● **Task description**
Find every line in the records that holds the string "failing". Copy each one.

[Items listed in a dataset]

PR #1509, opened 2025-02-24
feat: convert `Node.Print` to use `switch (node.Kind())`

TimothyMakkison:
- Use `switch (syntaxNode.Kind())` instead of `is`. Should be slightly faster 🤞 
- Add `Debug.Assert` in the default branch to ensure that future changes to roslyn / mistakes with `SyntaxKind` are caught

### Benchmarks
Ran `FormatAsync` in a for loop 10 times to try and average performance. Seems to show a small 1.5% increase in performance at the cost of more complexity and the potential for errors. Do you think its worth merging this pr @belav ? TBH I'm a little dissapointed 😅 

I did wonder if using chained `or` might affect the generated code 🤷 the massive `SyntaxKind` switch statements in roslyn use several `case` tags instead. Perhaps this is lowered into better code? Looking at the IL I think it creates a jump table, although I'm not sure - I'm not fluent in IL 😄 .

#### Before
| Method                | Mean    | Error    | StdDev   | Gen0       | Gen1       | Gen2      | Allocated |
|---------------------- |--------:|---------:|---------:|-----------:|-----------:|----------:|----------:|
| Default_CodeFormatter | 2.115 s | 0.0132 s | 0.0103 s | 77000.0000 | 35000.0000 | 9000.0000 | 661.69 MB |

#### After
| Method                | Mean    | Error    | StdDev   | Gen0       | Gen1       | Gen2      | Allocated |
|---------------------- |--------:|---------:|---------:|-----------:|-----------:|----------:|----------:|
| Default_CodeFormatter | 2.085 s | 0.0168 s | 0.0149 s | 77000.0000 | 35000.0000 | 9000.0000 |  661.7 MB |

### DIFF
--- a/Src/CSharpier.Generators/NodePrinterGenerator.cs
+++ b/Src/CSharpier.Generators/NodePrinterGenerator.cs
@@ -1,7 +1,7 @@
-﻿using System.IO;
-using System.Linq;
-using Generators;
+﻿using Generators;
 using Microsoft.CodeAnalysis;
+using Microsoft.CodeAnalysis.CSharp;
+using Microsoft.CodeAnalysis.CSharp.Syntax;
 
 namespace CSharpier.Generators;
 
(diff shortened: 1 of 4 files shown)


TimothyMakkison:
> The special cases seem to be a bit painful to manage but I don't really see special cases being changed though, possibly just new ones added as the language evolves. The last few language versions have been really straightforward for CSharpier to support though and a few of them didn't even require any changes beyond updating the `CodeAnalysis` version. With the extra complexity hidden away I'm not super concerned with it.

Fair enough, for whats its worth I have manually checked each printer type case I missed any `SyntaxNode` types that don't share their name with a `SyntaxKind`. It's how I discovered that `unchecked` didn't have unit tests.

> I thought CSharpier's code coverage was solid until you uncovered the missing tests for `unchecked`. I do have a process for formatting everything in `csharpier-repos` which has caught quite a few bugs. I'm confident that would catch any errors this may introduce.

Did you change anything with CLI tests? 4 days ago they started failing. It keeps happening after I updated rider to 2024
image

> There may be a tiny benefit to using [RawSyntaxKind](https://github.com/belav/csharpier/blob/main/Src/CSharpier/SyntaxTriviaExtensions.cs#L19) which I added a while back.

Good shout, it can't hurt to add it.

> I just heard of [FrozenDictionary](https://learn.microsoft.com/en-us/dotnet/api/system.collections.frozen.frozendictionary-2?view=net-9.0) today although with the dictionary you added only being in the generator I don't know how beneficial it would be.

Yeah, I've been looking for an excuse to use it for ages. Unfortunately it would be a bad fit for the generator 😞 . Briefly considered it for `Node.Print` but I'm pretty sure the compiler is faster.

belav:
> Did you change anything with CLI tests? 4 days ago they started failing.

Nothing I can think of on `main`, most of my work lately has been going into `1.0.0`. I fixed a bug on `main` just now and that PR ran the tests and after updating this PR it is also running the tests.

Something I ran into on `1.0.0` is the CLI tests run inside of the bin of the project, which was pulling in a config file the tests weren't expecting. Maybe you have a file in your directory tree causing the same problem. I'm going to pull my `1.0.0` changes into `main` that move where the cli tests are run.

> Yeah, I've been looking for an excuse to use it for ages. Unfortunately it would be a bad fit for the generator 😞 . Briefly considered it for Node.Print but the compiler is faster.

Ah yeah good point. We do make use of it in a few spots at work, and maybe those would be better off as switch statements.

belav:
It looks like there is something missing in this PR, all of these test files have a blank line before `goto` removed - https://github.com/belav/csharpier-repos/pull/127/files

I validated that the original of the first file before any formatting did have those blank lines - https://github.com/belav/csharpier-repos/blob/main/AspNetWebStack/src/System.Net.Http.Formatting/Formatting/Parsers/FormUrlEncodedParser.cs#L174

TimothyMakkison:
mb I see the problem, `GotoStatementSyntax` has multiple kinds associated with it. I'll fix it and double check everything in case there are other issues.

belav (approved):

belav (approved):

==

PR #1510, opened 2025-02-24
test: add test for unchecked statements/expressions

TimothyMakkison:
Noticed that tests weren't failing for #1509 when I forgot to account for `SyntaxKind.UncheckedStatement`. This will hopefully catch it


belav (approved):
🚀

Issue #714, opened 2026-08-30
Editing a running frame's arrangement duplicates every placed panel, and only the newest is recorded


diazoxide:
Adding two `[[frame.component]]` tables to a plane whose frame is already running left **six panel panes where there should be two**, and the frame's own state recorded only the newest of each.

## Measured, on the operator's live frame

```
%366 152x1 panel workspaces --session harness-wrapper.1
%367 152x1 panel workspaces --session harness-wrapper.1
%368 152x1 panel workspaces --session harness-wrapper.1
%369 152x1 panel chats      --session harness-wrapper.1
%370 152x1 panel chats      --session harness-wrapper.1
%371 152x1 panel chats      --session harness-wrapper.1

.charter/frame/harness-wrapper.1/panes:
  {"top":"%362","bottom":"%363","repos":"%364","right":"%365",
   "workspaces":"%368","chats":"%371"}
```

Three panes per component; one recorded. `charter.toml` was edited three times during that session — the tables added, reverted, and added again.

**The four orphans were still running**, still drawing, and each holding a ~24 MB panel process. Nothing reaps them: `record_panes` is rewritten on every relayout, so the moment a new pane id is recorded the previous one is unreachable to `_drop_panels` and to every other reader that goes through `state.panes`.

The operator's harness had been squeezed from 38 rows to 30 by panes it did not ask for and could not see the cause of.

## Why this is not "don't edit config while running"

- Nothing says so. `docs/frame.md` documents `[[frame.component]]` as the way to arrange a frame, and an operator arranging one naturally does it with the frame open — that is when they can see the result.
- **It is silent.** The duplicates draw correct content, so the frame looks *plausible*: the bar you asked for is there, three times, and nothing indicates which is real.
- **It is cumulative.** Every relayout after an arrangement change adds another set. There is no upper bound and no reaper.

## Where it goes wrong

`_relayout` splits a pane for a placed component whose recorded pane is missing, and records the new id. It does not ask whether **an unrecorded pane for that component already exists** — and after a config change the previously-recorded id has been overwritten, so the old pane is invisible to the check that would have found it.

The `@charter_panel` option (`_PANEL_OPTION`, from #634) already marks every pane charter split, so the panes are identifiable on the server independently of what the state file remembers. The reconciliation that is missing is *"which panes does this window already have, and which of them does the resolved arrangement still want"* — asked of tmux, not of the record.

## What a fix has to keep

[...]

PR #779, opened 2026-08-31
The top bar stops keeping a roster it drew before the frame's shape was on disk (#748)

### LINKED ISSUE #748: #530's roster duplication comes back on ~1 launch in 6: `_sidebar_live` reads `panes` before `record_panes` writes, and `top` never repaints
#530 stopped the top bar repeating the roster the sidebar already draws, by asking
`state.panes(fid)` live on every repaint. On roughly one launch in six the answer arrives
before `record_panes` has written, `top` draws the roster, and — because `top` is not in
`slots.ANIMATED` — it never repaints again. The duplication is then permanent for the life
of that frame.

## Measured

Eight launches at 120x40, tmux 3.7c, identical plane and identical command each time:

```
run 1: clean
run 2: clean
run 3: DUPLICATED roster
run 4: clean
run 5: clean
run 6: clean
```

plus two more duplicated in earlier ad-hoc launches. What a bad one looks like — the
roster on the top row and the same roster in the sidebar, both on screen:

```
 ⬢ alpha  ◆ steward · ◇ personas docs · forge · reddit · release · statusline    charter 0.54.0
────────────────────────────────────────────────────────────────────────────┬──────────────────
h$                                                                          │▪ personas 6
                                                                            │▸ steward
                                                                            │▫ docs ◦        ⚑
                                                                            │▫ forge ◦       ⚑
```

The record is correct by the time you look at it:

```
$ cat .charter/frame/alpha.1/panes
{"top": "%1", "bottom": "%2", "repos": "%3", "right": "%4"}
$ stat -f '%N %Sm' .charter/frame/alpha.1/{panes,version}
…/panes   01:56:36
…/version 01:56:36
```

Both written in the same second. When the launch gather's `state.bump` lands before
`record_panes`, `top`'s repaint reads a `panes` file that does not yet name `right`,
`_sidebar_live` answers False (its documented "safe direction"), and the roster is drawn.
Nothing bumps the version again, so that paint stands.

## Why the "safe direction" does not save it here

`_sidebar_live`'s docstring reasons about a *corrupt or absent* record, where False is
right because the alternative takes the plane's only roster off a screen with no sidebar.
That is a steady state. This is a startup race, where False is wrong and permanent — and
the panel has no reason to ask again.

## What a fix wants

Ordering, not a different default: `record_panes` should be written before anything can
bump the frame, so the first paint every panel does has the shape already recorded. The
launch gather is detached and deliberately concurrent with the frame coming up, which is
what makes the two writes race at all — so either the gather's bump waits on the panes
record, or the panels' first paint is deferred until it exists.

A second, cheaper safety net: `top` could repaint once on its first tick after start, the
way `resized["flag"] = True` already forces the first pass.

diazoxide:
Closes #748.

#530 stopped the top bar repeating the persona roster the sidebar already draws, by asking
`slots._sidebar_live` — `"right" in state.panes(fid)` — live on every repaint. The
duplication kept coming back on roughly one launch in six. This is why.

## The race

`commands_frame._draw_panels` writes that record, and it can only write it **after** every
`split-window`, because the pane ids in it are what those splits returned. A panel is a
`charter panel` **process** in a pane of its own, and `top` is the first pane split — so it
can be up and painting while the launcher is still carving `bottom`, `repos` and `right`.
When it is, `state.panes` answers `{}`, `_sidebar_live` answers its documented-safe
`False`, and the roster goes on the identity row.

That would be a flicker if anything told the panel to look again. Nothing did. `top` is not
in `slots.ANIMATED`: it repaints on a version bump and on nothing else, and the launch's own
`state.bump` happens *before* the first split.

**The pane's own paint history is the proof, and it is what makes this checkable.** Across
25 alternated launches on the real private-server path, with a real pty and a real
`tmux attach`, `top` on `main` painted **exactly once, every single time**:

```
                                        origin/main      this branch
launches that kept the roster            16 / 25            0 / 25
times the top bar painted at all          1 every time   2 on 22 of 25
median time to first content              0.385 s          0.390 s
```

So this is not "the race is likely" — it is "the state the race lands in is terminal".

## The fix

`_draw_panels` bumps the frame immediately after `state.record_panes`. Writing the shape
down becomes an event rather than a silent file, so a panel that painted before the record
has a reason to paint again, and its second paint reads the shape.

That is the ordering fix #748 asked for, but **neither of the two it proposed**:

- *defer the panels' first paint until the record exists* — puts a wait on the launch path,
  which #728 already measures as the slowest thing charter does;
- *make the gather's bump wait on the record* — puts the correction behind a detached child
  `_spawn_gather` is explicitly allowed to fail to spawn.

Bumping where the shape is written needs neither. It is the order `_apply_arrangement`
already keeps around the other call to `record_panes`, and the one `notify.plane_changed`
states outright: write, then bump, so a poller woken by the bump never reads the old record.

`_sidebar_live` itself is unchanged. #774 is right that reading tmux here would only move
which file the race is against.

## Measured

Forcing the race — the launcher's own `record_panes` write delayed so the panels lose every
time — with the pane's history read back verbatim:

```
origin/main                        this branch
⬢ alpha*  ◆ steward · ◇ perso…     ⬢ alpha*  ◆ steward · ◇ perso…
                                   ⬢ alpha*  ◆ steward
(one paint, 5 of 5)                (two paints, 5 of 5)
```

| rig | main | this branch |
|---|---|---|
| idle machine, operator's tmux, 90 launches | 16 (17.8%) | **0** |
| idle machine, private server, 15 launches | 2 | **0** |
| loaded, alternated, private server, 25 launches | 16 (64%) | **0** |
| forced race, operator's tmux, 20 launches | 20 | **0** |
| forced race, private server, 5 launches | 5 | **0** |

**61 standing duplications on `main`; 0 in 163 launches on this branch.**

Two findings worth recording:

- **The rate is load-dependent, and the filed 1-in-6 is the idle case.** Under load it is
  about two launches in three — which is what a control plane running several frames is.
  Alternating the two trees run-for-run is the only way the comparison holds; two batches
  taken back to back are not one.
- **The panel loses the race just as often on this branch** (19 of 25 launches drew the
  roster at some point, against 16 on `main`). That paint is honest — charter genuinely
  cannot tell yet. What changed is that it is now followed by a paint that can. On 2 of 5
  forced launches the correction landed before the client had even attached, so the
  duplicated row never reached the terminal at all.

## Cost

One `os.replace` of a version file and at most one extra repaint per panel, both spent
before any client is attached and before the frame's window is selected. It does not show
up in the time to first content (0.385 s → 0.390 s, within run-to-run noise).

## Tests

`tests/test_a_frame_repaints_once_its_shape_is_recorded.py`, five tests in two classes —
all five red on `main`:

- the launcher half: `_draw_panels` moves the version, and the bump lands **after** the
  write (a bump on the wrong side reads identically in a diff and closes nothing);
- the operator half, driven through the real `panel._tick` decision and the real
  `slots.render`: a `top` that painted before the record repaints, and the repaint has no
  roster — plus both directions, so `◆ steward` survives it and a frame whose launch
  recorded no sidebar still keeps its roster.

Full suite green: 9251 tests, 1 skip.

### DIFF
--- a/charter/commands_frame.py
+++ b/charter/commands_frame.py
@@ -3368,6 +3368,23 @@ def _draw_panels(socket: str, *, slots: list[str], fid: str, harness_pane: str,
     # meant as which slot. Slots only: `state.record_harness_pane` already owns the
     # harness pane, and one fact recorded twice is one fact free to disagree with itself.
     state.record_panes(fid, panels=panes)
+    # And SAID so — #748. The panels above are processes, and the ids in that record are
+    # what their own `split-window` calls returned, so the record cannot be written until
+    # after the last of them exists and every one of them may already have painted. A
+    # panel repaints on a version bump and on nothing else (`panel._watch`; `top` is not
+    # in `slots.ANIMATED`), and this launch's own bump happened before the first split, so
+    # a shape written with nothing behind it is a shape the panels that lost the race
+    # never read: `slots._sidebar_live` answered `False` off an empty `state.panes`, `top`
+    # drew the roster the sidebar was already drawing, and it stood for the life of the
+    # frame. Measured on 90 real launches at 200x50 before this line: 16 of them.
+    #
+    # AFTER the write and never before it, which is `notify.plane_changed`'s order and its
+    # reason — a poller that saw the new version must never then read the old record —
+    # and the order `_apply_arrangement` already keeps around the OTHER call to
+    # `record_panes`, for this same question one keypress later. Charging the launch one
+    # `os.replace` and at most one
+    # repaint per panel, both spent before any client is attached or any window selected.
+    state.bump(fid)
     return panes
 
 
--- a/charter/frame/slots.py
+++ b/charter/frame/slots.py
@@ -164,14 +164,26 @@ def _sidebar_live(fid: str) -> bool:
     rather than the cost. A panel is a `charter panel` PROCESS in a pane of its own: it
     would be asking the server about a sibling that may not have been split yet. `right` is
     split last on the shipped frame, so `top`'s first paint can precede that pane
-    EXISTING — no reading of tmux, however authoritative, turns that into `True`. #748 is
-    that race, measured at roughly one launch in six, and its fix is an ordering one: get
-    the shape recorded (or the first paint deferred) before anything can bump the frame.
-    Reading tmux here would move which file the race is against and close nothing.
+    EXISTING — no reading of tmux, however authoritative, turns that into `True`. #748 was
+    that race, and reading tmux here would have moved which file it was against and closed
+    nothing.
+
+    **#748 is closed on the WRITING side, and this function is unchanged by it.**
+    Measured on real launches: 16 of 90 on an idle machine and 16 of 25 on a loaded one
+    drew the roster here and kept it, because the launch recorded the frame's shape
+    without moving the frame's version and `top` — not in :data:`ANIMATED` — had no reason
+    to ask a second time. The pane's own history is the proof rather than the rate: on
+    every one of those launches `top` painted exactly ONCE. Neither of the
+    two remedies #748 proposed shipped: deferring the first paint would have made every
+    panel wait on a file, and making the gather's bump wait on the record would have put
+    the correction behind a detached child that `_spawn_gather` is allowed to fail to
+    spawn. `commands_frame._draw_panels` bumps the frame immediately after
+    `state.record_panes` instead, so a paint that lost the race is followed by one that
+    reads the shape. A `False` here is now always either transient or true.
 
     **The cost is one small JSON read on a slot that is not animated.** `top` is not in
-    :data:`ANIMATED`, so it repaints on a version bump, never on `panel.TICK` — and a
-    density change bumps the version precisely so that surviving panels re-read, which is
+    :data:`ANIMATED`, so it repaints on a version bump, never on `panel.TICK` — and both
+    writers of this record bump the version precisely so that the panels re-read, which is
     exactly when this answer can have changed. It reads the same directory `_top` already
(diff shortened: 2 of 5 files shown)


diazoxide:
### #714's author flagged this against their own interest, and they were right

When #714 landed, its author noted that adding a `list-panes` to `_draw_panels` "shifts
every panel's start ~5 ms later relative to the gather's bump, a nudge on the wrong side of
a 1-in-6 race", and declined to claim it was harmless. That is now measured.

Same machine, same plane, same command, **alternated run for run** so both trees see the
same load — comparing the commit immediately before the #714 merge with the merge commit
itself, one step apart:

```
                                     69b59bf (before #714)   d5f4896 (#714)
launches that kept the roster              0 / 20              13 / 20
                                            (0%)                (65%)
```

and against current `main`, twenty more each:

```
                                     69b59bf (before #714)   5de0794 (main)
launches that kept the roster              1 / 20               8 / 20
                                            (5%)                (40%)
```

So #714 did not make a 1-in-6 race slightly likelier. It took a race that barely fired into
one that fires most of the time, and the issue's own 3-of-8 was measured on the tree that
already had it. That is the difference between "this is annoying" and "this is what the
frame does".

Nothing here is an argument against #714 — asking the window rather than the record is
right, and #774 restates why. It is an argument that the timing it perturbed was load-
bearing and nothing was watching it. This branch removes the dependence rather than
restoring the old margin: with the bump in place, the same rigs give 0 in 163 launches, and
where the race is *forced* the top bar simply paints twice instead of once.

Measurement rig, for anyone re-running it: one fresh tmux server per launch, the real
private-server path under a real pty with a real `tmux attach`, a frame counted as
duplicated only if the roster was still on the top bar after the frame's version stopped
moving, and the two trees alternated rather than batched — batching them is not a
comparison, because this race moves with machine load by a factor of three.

● **Exercise answer**
Did you change anything with CLI tests? 4 days ago they started failing. It keeps happening after I updated rider to 2024
> Did you change anything with CLI tests? 4 days ago they started failing.
Noticed that tests weren't failing for #1509 when I forgot to account for `SyntaxKind.UncheckedStatement`. This will hopefully catch it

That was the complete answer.